Windows Phone 8 ‘Apollo’ to bring NFC, Skype integration and easier porting of apps

Windows Phone 8 ‘Apollo’ to bring NFC, Skype integration and easier porting of apps

A trove of details about Microsoft’s next version of Windows Phone, code-named Apollo, have been revealed thanks to an internal video for partners uncovered by Pocketnow. The specifics of what is now called Windows Phone 8 are extensive and include deep integration with Skype and Windows 8.

The video extensively covers the new features that users and developers can expect to enjoy, including access to four screen resolutions and multi-core processors. This will greatly add to hardware diversity, once the next round of Windows Phone handsets are released.

There was also mention of Near Field Communication support for mobile payments and removable microSD storage. There will also be much more aggressive steps taken to mitigate data consumption issues for heavy users, with the OS actively attempting to give Wi-Fi connections precedence and Bing maps listing hotspot locations directly.
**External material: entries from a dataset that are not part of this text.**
PR #3863, opened 2026-07-07
fix(ms-bing-capi): do not fail batched events on validation warnings

scottlepich-lz:
## Summary

The Microsoft Bing CAPI `sendEvent` action sends events with `continueOnValidationError: true`, which means Microsoft's CAPI **accepts** an event (HTTP `200`, `eventsReceived: 1`) even when it has non-fatal issues, and reports those issues as entries in `error.details[]` flagged with `"isWarning": true`.

The batch response handler (`performBatch`) matched `error.details[]` by `index` **only** and treated ANY matching detail as a hard failure. As a result, a batched event whose only detail was a warning was marked `status: 400` and reported back to Segment as a **failed delivery**, even though Microsoft had already accepted it. This caused real, silent delivery failures for any batched event that triggered a Microsoft warning.

The single-event `perform` path returns the raw `200` response, so the bug only manifested in batching.

Example real response detail (Microsoft returns `200` with):

```json
{ "errorCode": "Empty", "errorMessage": "'price' must not be empty.", "index": 0, "isWarning": true, "propertyName": "data[0].customData.items[0].price" }
```

### Fix

- `index.ts`: only treat a detail as a failure when it is **not** a warning — `details.find((detail) => detail.index === index && !detail.isWarning)`. A warning-only event is now marked SUCCESS (`200`); an event with a real (non-warning) error at its index is still marked `400`. `continueOnValidationError: true` and the `perform`/`performBatch` structure are unchanged.
- `types.ts`: extended the `MSMultiStatusResponse.error.details[]` element type with the fields the API actually returns (`isWarning?: boolean`, `errorCode?: string`).

No `generated-types.ts` change — this is response handling, not fields.

## Testing

Added `performBatch` unit tests proving:
- a `200` response with an `isWarning: true` detail at an event's index -> that event is a **SUCCESS (200)**, not a `400`;
- a real error detail (`isWarning: false`) at an index -> that event is still marked **`400`**, while a warning at a different index stays `200`;
- an error detail with no `isWarning` field -> defaults to a real failure (`400`), preserving existing behavior.

Ran only the ms-bing-capi tests (`jest src/destinations/ms-bing-capi`): **18 passed, 18 total**. Typecheck and ESLint on the changed files are clean; Prettier reports no formatting issues.

- [x] [If destination is already live] Tested for backward compatibility of destination. **Note:** New required fields are a breaking change. _(No new fields; a fix to existing response handling.)_

## Security Review

- [x] **Reviewed all field definitions** for sensitive data — no field definitions changed in this PR.

## Related

Sibling to the item-price fix in #3859 (https://github.com/segmentio/action-destinations/pull/3859), which addresses a separate issue in the same destination. This PR does not depend on or touch that change.


scottlepich-lz:
Superseded by #3859. The batch-warning fix (`do not fail batched events on validation warnings`) has been cherry-picked onto #3859, which also carries the `items.price` integer→number field fix and the regenerated `metadata.json`. Consolidating both ms-bing-capi fixes into #3859 so they share a single review and metadata regeneration.

PR #3870, opened 2026-07-09
Add VoiceOps name mapping fields

toddtarsi:
## What changed

Adds explicit optional name mapping fields to the VoiceOps Send Call Completed action:

- customer_first_name
- customer_last_name
- agent_first_name
- agent_last_name
- assign_first_last_name_by_splitting_email

When email splitting is enabled, missing primary agent and agent-leg names are derived from the email local-part before the request is sent to VoiceOps. For example, ava-agent@voiceops.com derives Ava / Agent.

## Why

VoiceOps customers need clearer mapping controls for customer and agent names, plus a fallback for deriving agent names from email addresses when names are not provided by the source event.

## Compatibility

- No new required fields.
- Scope is limited to the VoiceOps integration.
- Existing required call fields and validation remain unchanged.

## Validation

- corepack yarn build
- TZ=UTC ./node_modules/.bin/jest --testPathPattern=voiceops --runInBand -u
- git diff --check

Note: the local pre-commit hook could not run because it invokes yarn directly and yarn is not on PATH in this shell; the equivalent build/test checks above were run manually.

## Segment review note

Before marking this ready for review, attach an Action Tester video showing the new mapping fields and email-splitting behavior with a realistic Call Completed payload.


toddtarsi:
Video of test:

[bf1496384aac109e26b89d1ab0529d13.webm](https://github.com/user-attachments/assets/06997e4c-4875-4a5b-b0b4-835612df1a1d)

joe-ayoub-segment:
Hi @toddtarsi thanks for the PR. 

Is this destination in use by customers yet?
If so, then changing the name of the fields first_name -> agent_first_name, and last_name -> agent_last_name is essentially doing a delete of first_name and last_name fields, and an addition of new fields for agent_first_name and agent_last_name. 

If any customers are already using the first_name and last_name fields, the data from these fields will not be collected any more. 

I would advise leaving the names of the fields as they were, and simply change the field labels and descriptions - doing this is not a breaking change. 

Please let me know how you'd like to proceed.

toddtarsi:
@joe-ayoub-segment - That sounds good, will make that tweak instead. Thank you

joe-ayoub-segment:
> @joe-ayoub-segment - That sounds good, will make that tweak instead. Thank you

Thanks @toddtarsi . 

You also need to revert the name for the new agent_last_name field. 
Then make sure you to run `yarn types` and commit the changes.

toddtarsi:
@joe-ayoub-segment - Updated the fields to support the current customer and gives a path forward for better field naming going forward. Also, regenerated types

toddtarsi:
@joe-ayoub-segment - Thank you for the review!

joe-ayoub-segment:
Hi @toddtarsi , 

Apologies but I think you misunderstood me. 

there should be no need to mark some of the fields as legacy. instead, you could keep the fields named as they are, but give them different labels and descriptions. then when you are building the JSON to send to your platform you compose the JSON in the new shape you need it in. 

e.g. 

Keep the field named `first_name` then when building your JSON do something like this (but more defensively): 
```
{
  customer_first_name: first_name
}
```

Also, I think you should remove the default, as this field is a simple boolean toggle, so the customer will probably not map payload data to it: 
```
      default: {
        '@path': '$.properties.assign_first_last_name_by_splitting_email'
      }
```
You could set the default to true or false if you like: 

```
default: true
```

then the customer can change if if they want.

joe-ayoub-segment:
Hi @toddtarsi just following up to see if this PR is still something you want to proceed with. If not I'll close it. 
Best regards,
Joe

joe-ayoub-segment:
Hi @toddtarsi closing this PR due to inactivity. Feel free to reopen if you'd like to continue.

PR #3873, opened 2026-07-13
chore: localize yarn.lock registry URLs on checkout/merge

itsarijitray:
## Summary
- Adds the inverse of the existing pre-commit hook (`scripts/normalize-yarn-lock-registry.sh`, from #3872): after `git pull`/`git merge`/`git checkout`, rewrite `yarn.lock`'s committed `registry.yarnpkg.com` URLs to the local npm registry from `$npm_config_registry` (e.g. an internal Artifactory proxy), if one is configured.
- Why: yarn classic fetches from the exact `resolved` URL already recorded in the lockfile — it doesn't re-derive that from the currently configured registry for entries that already exist in `yarn.lock`. On a machine where the public registry isn't directly reachable (traffic only allowed through an internal Artifactory proxy), `yarn install` fails after pulling a lockfile that points at `registry.yarnpkg.com`, until it's rewritten locally.
- This is a local, uncommitted rewrite only. The pre-commit hook still normalizes `yarn.lock` back to `registry.yarnpkg.com` before every commit, so the two round-trip cleanly and the committed lockfile always stays on the public registry — only your working tree looks different, and only if `$npm_config_registry` is set.
- Wired into `.husky/post-checkout` and `.husky/post-merge` (covers `git pull`, which is a merge under the hood, and branch/file checkouts).

## Test plan
- [x] Manually ran `scripts/localize-yarn-lock-registry.sh` against a public-registry `yarn.lock` — rewrites all entries to the Artifactory URL from `$npm_config_registry`
- [x] Ran `scripts/normalize-yarn-lock-registry.sh` afterward — round-trips back to an exact byte-for-byte match of the original public-registry `yarn.lock`
- [x] Verified end-to-end via a real `git checkout` — the `post-checkout` hook fired automatically and localized `yarn.lock` without manual invocation
- [x] Confirmed the hook is a no-op (exits immediately) when `$npm_config_registry` is unset

### DIFF
--- a/.gitattributes
+++ b/.gitattributes
@@ -1,1 +1,8 @@
 **/*/generated-types.ts linguist-generated=true
+
+# Keep the committed yarn.lock pointed at the public registry.yarnpkg.com while
+# letting Twilio/Artifactory machines carry proxied URLs in the working tree.
+# The filter is registered per-clone by manually running
+# `sh scripts/setup-yarnlock-filter.sh` once (before the first `yarn install`)
+# and is a no-op where it isn't registered (external contributors, CI).
+yarn.lock filter=yarnlock-registry
--- a/.husky/post-checkout
+++ b/.husky/post-checkout
@@ -1,5 +1,0 @@
-#!/usr/bin/env bash
-
-. "$(dirname "$0")/_/husky.sh"
-
-bash scripts/localize-yarn-lock-registry.sh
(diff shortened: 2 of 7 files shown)


sayan-das-in (approved):

joe-ayoub-segment:
This PR has been deployed.

PR #3912, opened 2026-07-30
fix(security): reject URL injection in Qualtrics datacenter and Piped…

AnkitSegment:

Validates that user-supplied datacenter (Qualtrics) and domain (Pipedrive) fields contain only alphanumeric characters and hyphens before interpolating them into API base URLs. Without this check, an attacker-controlled value could redirect requests — including bearer tokens and API keys — to an arbitrary host. Fixes SECOPS-25215 (Qualtrics) and SECOPS-25240 (Pipedrive).

## Testing

## Security Review

## New Destination Checklist


packages/destination-actions/src/destinations/pipedrive/pipedriveApi/pipedrive-client.ts
```diff
@@ -52,6 +53,7 @@ class PipedriveClient {
   private _request: RequestClient
 
   constructor(settings: Settings, request: RequestClient) {
+    validateDomain(settings.domain)
```
mdkhan-tw: do we need to perform this check multiple times? will it not suffice to do only in `testAuthentication`?

packages/destination-actions/src/destinations/pipedrive/utils.ts
```diff
@@ -1,5 +1,15 @@
...
+
 type PayloadWithCustomFields = { custom_fields?: { [k: string]: unknown } }
 
+export function validateDomain(domain: string): void {
+  if (!/^[a-zA-Z0-9-]+$/.test(domain)) {
+    throw new InvalidAuthenticationError(
+      'Invalid domain. Domain must contain only alphanumeric characters and hyphens.'
+    )
+  }
+}
```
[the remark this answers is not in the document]
mdkhan-tw: This is a valid comment, please check

packages/destination-actions/src/destinations/pipedrive/pipedriveApi/pipedrive-client.ts
AnkitSegment: Good catch — this was redundant. Removed the `validateDomain` call from the `PipedriveClient` constructor; validation now happens once in `testAuthentication`, which is the single point where `settings.domain` is verified. See b0a6fbcca.

packages/destination-actions/src/destinations/pipedrive/utils.ts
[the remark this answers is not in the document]
AnkitSegment: Agreed, and applied the same reasoning to Qualtrics for consistency: `validateDatacenter`/`validateDomain` now live only in `testAuthentication` rather than in the client constructors (which ran on every perform). Kept the regex as alphanumeric+hyphen for now rather than adding full DNS-label rules (leading/trailing hyphen, length <= 63) — happy to tighten that in a follow-up if you think it's worth doing now.

packages/destination-actions/src/destinations/qualtrics/utils.ts
```diff
@@ -7,11 +17,11 @@ export function parsedEmbeddedData(
...
     if (typeof data[key] === 'string') {
-      parsedData[key] = data[key] as string
+      parsedData[key] = data[key]
     } else if (typeof data[key] === 'number') {
-      parsedData[key] = data[key] as number
+      parsedData[key] = data[key]
     } else if (typeof data[key] === 'boolean') {
-      parsedData[key] = data[key] as boolean
+      parsedData[key] = data[key]
     } else {
```
mdkhan-tw, line 25: Why are we making this change?

AnkitSegment: Not an intentional change — this repo's lint-staged pre-commit hook runs `eslint --fix` over the whole file whenever any part of it is staged, and the project's own `@typescript-eslint/no-unnecessary-type-assertion` rule flags these three casts as redundant (the preceding `typeof` checks already narrow the type). Since `utils.ts` got touched for `validateDatacenter`, the hook auto-stripped them. No behavior change — tried reverting it manually but the hook just re-strips it on every commit that touches this file, so leaving it as-is.

PR #3915, opened 2026-08-03
SECOPS-25213 [Salesforce Marketing Cloud]: reject subdomain host/path injection

harsh-joshi99:
## Summary

Fixes **SECOPS-25213** (HackerOne) — the Salesforce Marketing Cloud (Actions) destination accepted a `subdomain` setting that could inject a host/path and forward SFMC credentials to an attacker-controlled server.

The customer-supplied `subdomain` setting is interpolated directly into the **host** portion of every request URL, e.g.:

```ts
`https://${settings.subdomain}.auth.marketingcloudapis.com/v2/token`
```

A value such as `attacker.example/` or `mc123@attacker.example` rewrites the effective host. Because the token-refresh request carries `client_id`/`client_secret` and every other call carries the bearer token, those secrets could be sent to a host the customer controls but Segment does not.

## Fix

- Added a central `validateSubdomain()` helper that enforces a single DNS label (`/^[a-zA-Z0-9-]+$/`) and throws a **non-retryable** `PayloadValidationError` for anything else (`/`, `@`, `:`, `.`, whitespace, empty, etc.).
- Enforced it **at settings-save time** via `testAuthentication`. An invalid or injection subdomain is rejected when the customer connects/saves settings, so it can never be persisted — the customer gets a clear, immediate error instead of a silent failure later.
- We deliberately do **not** re-validate on every event. Validation at save-time means a malicious value is never stored in the first place, and skipping the per-request check avoids any risk of breaking delivery for a pre-existing configuration.

## Backward compatibility

No previously-working configuration is affected. Validation runs only at settings-save, and existing stored settings were analysed against the regex to confirm none of the currently-working ones are rejected (see the pre-existing-domains results linked below). Because the check is not on the event path, no in-flight delivery can start failing as a result of this change.

## Testing

[Stage Testing Doc](https://docs.google.com/document/d/1_JDxW7zkB7ww0Dz8MACiPnN1Uc8Kns50N_-9V0rFQHI/edit?usp=sharing)

[Results of testing with Pre-existing Domains](https://docs.google.com/document/d/1R8cY2TIo5xAmvD8wVW0MaU_zcExh-R0gx1f1NesXb40/edit?usp=sharing)

- `_tests_/subdomainValidation.test.ts`:
  - `validateSubdomain()` unit tests — valid subdomains accepted; 10 injection vectors + non-string values rejected.
  - `testAuthentication` tests — a valid subdomain saves cleanly; each injection vector is rejected at settings-save time with the subdomain error message.
- Full SFMC suite passes (no regressions).
- ESLint clean.

### DB analysis of pre-existing subdomains

Ran the shipped `validateSubdomain()` over all stored SFMC subdomain settings. No currently-working configuration is rejected: every rejected value is empty, an already-non-functional full-URL paste, or an active host-injection/SSRF attempt. Details in the pre-existing-domains results doc above.


packages/destination-actions/src/destinations/salesforce-marketing-cloud/sfmc-operations.ts
```diff
@@ -22,6 +23,24 @@ import {
...
+const SUBDOMAIN_PATTERN = /^[a-zA-Z0-9-]+$/
+
+export function validateSubdomain(subdomain: unknown): string {
+  if (typeof subdomain !== 'string' || !SUBDOMAIN_PATTERN.test(subdomain)) {
+    throw new PayloadValidationError(
+      'Invalid Salesforce Marketing Cloud subdomain. The subdomain may only contain letters, numbers and hyphens, and must not include the ".rest.marketingcloudapis.com" part of your subdomain URL.'
+    )
+  }
+  return subdomain
+}
```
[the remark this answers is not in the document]
harsh-joshi99: Deliberately keeping the regex as-is rather than tightening to strict DNS-label rules (length ≤ 63, must start/end alphanumeric), for backward-compatibility reasons.

This is a live, high-volume destination. The security objective — blocking host/path injection so credentials can't be redirected — is fully met by rejecting `/`, `@`, `:`, `.`, and whitespace. Adding stricter structural rules would risk rejecting an unusual-but-currently-working tenant subdomain, i.e. breaking an existing customer to guard against a "confusing downstream DNS failure" that isn't a security issue (a malformed-but-safe subdomain already just fails the request). Given the guardrail here, the conservative choice is to reject only what could be an injection, not to impose full DNS-label validation.

I've updated the code comment to say the pattern restricts to DNS-label *characters* (rather than claiming it enforces a full single-label), so the doc matches the behavior.

packages/destination-actions/src/destinations/salesforce-marketing-cloud/apiEvent/index.ts
```diff
@@ -13,6 +14,7 @@ const action: ActionDefinition<Settings, Payload> = {
     data: eventData
   },
   perform: (request, { settings, payload }) => {
+    validateSubdomain(settings.subdomain)
```
mdkhan-tw: Can we validate it when we are saving the settings in `testAuthentication` so that customer receives the error early?

mdkhan-tw: Applicable for all files

packages/destination-actions/src/destinations/salesforce-marketing-cloud/sfmc-operations.ts
```diff
@@ -24,6 +25,26 @@ import {
...
+// A Salesforce Marketing Cloud subdomain is a single DNS label (a tenant-specific
+// string such as "mc563885gzs27c5t9-63k636ttgm"). It is interpolated directly into
+// the host portion of every request URL, so we restrict it to the characters valid
+// in a DNS label - letters, digits and hyphens. This intentionally does not enforce
+// full DNS-label structure (length, no leading/trailing hyphen); the goal is to block
+// host/path injection, not to reject unusual-but-working subdomains. Allowing other
+// characters (e.g. "/", "@", ":", ".") would let a malicious subdomain rewrite the
+// request host and exfiltrate the OAuth client secret / access token to an
+// attacker-controlled server. See SECOPS-25213.
+const SUBDOMAIN_PATTERN = /^[a-zA-Z0-9-]+$/
```
mdkhan-tw, line 41: can we do analysis with the settings stored in the db to ensure that this regex agrees. Otherwise, customer will complain failure while updating existing settings.

harsh-joshi99: Updated, added test results in PR.

packages/destination-actions/src/destinations/salesforce-marketing-cloud/apiEvent/index.ts
harsh-joshi99: Updated, added test in stage testing doc.

mdkhan-tw (approved):

mdkhan-tw:
Approved, could you please add the analysis that existing settings agrees with this regex?

AnkitSegment (approved):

This feature will be called ‘DataSmart.’ There will also be a better breakdown and tracking of data usage right on the device, via a Live Tile.

One detail that excites us quite a bit is that Microsoft will be taking application interoperability much more seriously, allowing data and features to be shared between applications. Attention is also being given to making it easy to port code from other platforms like iOS and Android. Support for native code will make that possible.

The Skype integration is said to be done at a very low-level, with VOIP calls being made just like a regular phone call and applications being given access to the API. This could give Windows Phone a leg up among the tens of millions of Skype users around the world. Also, this is likely why Microsoft is working to mitigate data usage, as Skype hardly sips.

Windows 8 integration is obviously also a huge priority for Microsoft with the new OS, and it will focus on allowing developers to re-use code from Windows 8 applications when porting them to the mobile OS. There will also be a new syncing client based on ActiveSync, rather than using the Zune software to do so. Zune, it seems, will eventually die after all. TNW mourns the end of the Zune desktop client that now seems inevitable.

Pocket Now has a more extensive report on the new features revealed by the video, including encryption support and more. Windows Phone 8 sounds like it’s shaping up pretty well so far, we’re excited to get our hands on it installed on some higher-res hardware. We’re already imagining it running on the already great Windows Phone 8.